You gotta love a God like that!

It’s Not Rocket Science


Do you struggle to pray? Of course you do. We all do. And that’s why I want to share with you something from Paul Miller’s book A Praying Life: Connecting with God in a Distracting World-

Here are seven simple suggestions for how you can spend time with your Father in the morning:

* Get to bed. What you do in the evening will shape your morning. The Hebrew notion of a day as the evening and morning (see Genesis 1) helps you plan for prayer. If you want to pray in the morning, then plan your evening so you don’t stay up too late. The evening and the morning are connected.

* Get up. Praying in bed is wonderful. In fact, the more you pray out of bed, the more you’ll pray in bed. But you’ll never develop a morning prayer in bed. Some of my richest prayer times are at night. I’ll wake up praying. But those prayer times only began to emerge because I got out of bed to pray.

* Get awake. Maybe you need to make a pot of coffee first or take a shower.

* Get a quiet place. Maybe a room, a chair, or a place with a view.

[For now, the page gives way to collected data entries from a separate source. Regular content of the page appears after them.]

PR #704, opened 2021-02-17
"decompile" ovl_map_mark_data, make minor tweaks to z_map_mark.c

mzxrules:
One thing of note is that z_map_mark_data.c ends up being 12k lines long. I can shorten it by ~8k lines by using `{ 0 }`, but fig suggested I don't do that to improve editability. 
I also created a python script that generates z_map_mark_data so that we can dump the vanilla data. it also lets us change the structure easier if we want to make changes like that later down the road.


fig02:
other people still need to weigh in on the `{ 0 }` discussion. context is here: https://discordapp.com/channels/688807550715560050/688851317593997489/810991521267974154

other than that tho this seems fine

fig02 (approved):

Zelllll (approved):

include/z64map_mark.h
```diff
@@ -0,0 +1,27 @@
+#ifndef _Z64MAP_MARK_H_
```
Roman971, line 1: Imo there isn't really a need to do a separate header for just these few things right now.
We'll probably have a dedicated header for this system once we restructure everything, but there is a good chance its scope will be different and that it won't be in `include/`, so I suggest keeping it in `z64.h` for now.

include/z64map_mark.h
```diff
@@ -0,0 +1,27 @@
...
+
+typedef struct {
+    /* 0x00 */ s8 markType; // 0 for the chest icon, 1 for the boss skull icon, -1 for none
+    /* 0x01 */ u8 count; // number of icons to display
+    /* 0x02 */ MapMarkPoint points[12];
+} MapMarkIconData; // size = 0x26
+
+typedef struct {
+    MapMarkIconData icons[3];
+} MapMarkData; // size = 0x72
```
Roman971, line 23: Is there a reason to create a wrapping struct for this? I feel like it adds additional braces and makes things a bit confusing in code for no real gain, but I might be missing something?

Roman971 (commented):
Sorry for the late review, but here are my few comments on this.

Also, after thinking for a bit, I feel like using `{ 0 }` would be completely fine here, and we could probably shorten this data even more tbh (tho that might require disabling some warnings in this kind of files, not sure).

src/overlays/ovl_map_mark_data/z_map_mark_data.c
```diff
@@ -0,0 +1,12703 @@
+#include "global.h"
+
+MapMarkData mapMarkDekuTree[] = {
+    // Deku Tree map 0
```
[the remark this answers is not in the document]
mzxrules: Dungeon maps are not directly indexed by room index; Inside the Deku Tree for example has minimaps 0x00, 0x0B, and 0x0C, which correspond to different floors of room 0.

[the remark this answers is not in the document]
Roman971: I see, I wasn't aware of that. Nvm then I guess

fig02:
Still dont like the use of { 0 } personally, but after thinking about it more its prob fine if the intention is for this to be generated by tools anyway. So I will stop fighting about this FeelsOkayMan

include/z64map_mark.h
mzxrules: if z64 is being split, i see no reason not to split it in pieces as we go if you have a good sense of how to split it.

include/z64map_mark.h
mzxrules: mainly to eliminate this pattern: ```mapMarkData = &sLoadedMarkDataTable[dungeon][interfaceCtx->mapRoomNum][0]```

Roman971: I'm not sure I see the issue with this pattern, or how using a wrapping struct helps

include/z64map_mark.h
fig02: would normally agree to splitting it out for larger systems that get references alot. but romans last point here is the main thing `but there is a good chance its scope will be different and that it won't be in include/, so I suggest keeping it in z64.h for now.`

include/z64map_mark.h
fig02: same, can you give an example

fig02 (approved):

Roman971 (approved):

PR #1011, opened 2023-12-14
enable running make for any nx target

sndrs:
## What are you changing?

- enables running Nx targets with `make`, e.g. `make @guardian/libs:build`
- lists the available Nx targets in the readme
- adds `make ls` target to list available targets 

## Why?

- make it easier to run individual project tasks

## Screenshots

image

_actual list is longer than this!_


Makefile
```diff
@@ -97,7 +105,14 @@ check-node-version:
 # Install dependencies. If deps are up to date this is almost instant, so we can
 # run before every other target with very little DX cost.
 .PHONY: install # PRIVATE
-install: check-node-version
+install: | check-node-version
```
oliverabrahams, line 108: This is cool! How does this syntax work?

oliverabrahams (approved):
LGTM

Makefile
sndrs: this make the prerequisites [order-only](https://www.gnu.org/software/make/manual/html_node/Prerequisite-Types.html). 

we actually only need them for the `%` target, because it maintains the value of `$@` after the prerequisites have run. without it, the value changes to `"makefile"`, which i'm _guessing_ is because the prerequisites have no actual output, though i'm not 100% sure. i know this makes it work though!

i've removed them now from the other targets, as they don't have an effect

PR #1036, opened 2023-12-19
Add missing entries to changelogs

joecowton1:
## What are you changing?

- adding missing entries to changelogs
- removing out of date changesets


oliverabrahams (approved):
+1

PR #1050, opened 2024-01-02
Update tokens with missing colour and fix `Breakpoint` type

jamesmockett:
## What are you changing?

- Adds `neutral.38` to colour tokens.
- Revert changes to `Breakpoint` type so we explicitly list out allowed breakpoints.

## Why?

- `neutral.38` was missed when the colour tokens were created as it was only recently added to Source Foundations.
- Using `keyof typeof tokens.breakpoint` to get valid breakpoint names is not bundled correctly as it attempts to import `@csnx/design-tokens` in the type declaration which cannot be found as it is a private package that has not been published. This will be fixed separately, but for now we're reverting to explicitly listing these out as before.


sndrs:
should this be a patch? it's not adding new functionality iiuc (just fixing accidentally removed things)

jamesmockett:
> should this be a patch? it's not adding new functionality iiuc (just fixing accidentally removed things)

Good point, I've downgraded it to a patch release.

sndrs (approved):

PR #1057, opened 2024-01-04
Test Source Foundations token output

jamesmockett:
## What are you changing?

- Adds tests to verify output of Source Foundations tokens and typography API.
- Adds missing fallbacks to font stacks to match previous output before `@csnx/design-tokens` was imported.

## Why?

- This provides an additional safety net to flag changes to the token output to help catch instances of tokens values that have been accidentally changed, or tokens that have been removed or missed.
- The expected output was generated by reverting to an older version of foundations, prior to `@csnx/design-token` becoming the source of truth, and generating a set of snapshot tests which have now been inlined. This highlighted a couple of missing fallbacks in the font stacks which have now been restored.


joecowton1 (approved):
Nice one James, I think this a good approach.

Or maybe you do better going for a walk. Make sure that no one can interrupt you.

* Get comfortable. Don’t feel like you have to pray on your knees. For years I was hindered from praying because I found it so uncomfortable to pray on my knees.

* Get going. Start with just five minutes. Start with a small goal that you can attain rather than something heroic. You’ll quickly find that the time will fly.

* Keep going. Consistency is more important than length. If you pray five minutes every day, then the length of time will slowly grow. You’ll look up and discover that twenty minutes have gone by. You’ll enjoy being with God. Jesus is so concerned about hanging in there with prayer that he tells “his disciples a parable to show them that they should always pray and not give up” (Luke 18:1, NIV).

I know Paul Miller’s suggestions for prayer aren’t rocket science, but they just might be the help you need to rekindle your prayer life.